PR #880, opened 2026-08-08
Unify tool output views

anandh8x:
## What changed

- introduce a finalized `ToolOutcome` that separates model-facing output, human-facing detail, recoverable artifacts, and reduction diagnostics
- finalize outcomes once at the registry boundary after redaction, command reduction, and output budgeting
- route agent, TUI, and exec surfaces through the appropriate outcome view while preserving compatibility for direct tool callers and persisted results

○ ○ ○ ○ ○

Search the listing above for the string "reduction". Copy every line that contains it.

- introduce a finalized `ToolOutcome` that separates model-facing output, human-facing detail, recoverable artifacts, and reduction diagnostics
- finalize outcomes once at the registry boundary after redaction, command reduction, and output budgeting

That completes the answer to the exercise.